I stood in a dispensary in Sheridan last fall looking at a shelf with fourteen different topical products and felt the same thing I feel at the feed store when there are nine brands of mineral supplement and the price range goes from twelve dollars to forty-eight dollars for what looks like the same bucket of powder. The labels were busy. The jars were handsome. None of it told me what I needed to know.
I have been using cannabis topicals on my back and hands for five years now. I've bought products that worked and products that were twenty-eight dollars' worth of fancy lotion. The difference between them wasn't obvious from the packaging. It took trial and money and a few jars that ended up under the bathroom sink with the other things that didn't deliver.
Here's what I've learned, evaluated the same way I evaluate fence wire and cattle feed: by what it does, what it costs per use, and whether it holds up under actual conditions.
Milligrams per application, not per container. This is the first thing. A jar says 500mg on the label and a man thinks that's a lot. But if the jar holds four ounces and a single application for a lower back takes a quarter-ounce, that's sixteen applications at about 31 milligrams each. Another jar says 1000mg for twice the price but holds eight ounces, and the math comes out the same. I started writing it down — total milligrams divided by the number of applications I actually get from the jar. That's the real number. Everything else is packaging.
Texture matters for working hands. Some topicals are creamy, like hand lotion. Those are fine for someone who puts it on and sits at a desk. A man who applies a topical at 4:30 AM and then handles halter ropes, gate latches, and hay twine needs something that absorbs in under five minutes and doesn't leave his hands slick. The thicker salves and balms work better for this. They absorb slower but they don't leave a film. I've grabbed a wet calf with lotion-hands. Once.

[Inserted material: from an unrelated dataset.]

PR #28, opened 2020-12-08
Integration tests cleanup

jtmalinowski:
[x] replaces waiting on spans-not-sent, with waiting on guard spans sent after the unintended spans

Full-spectrum means the whole plant went in. A budtender in Casper explained this to me in plain language. Full-spectrum topical uses an extract with all the compounds from the plant. Isolate topical uses just the THC or just the CBD, separated out. In my experience — and this is five years of one man's experience, not a laboratory — the full-spectrum salve works better on the arthritic hands. The isolate CBD cream I tried for a month did something, but less. The full-spectrum brought more relief in the same fifteen-minute window. Whether that's the “entourage effect” the budtender mentioned or something else, the hands don't care about the explanation. They care about closing around a pair of pliers at 5 AM in January.
How long relief lasts is the other real number. The topical I use now gives me roughly four hours of reduced stiffness in the hands and a looser lower back. Some products I tried gave two hours. One expensive one gave maybe ninety minutes. Four hours means I apply twice on a hard day — dawn and midday. Two hours means four applications, which burns through the jar twice as fast and doubles the real cost.
Price per day of actual use. The salve I buy costs forty-five dollars and lasts about three weeks at two applications on heavy work days, one on lighter days. Call it roughly two dollars a day in spring, a dollar fifty in summer. The twenty-eight-dollar jar that lasted nine days cost three dollars a day and worked half as well. Cheap is not what's on the sticker. Cheap is what it costs to get through the day.
A few things that don't matter as much as the labels suggest: scent, organic certification, and the design of the container. My salve smells like a plant. That's fine. I smell like a horse and diesel fuel most of the day anyway.
What I look for now is simple. High milligrams per application. Full-spectrum. A texture that lets me use my hands after I apply it. And a track record — I buy the same jar from the same company because it works and I've stopped experimenting. The same reason I buy the same brand of fence staples.
There's no trick to it. Just arithmetic and paying attention.